PR #5888, opened 2015-09-04
Groups delete when last member leaves

TheHollidayInn:
This should fix the first two points on #5871 . I started this yesterday before we talked about rebasing on the new branch, so I will rebase this. I just wanted to get the code up, so you can review it.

§ Assignment
Lines from the one containing "Groups delete when last member leaves" to the last line above, both included: copy these exactly and write nothing else.

§ Solved problem
Groups delete when last member leaves

TheHollidayInn:
This should fix the first two points on #5871 . I started this yesterday before we talked about rebasing on the new branch, so I will rebase this. I just wanted to get the code up, so you can review it.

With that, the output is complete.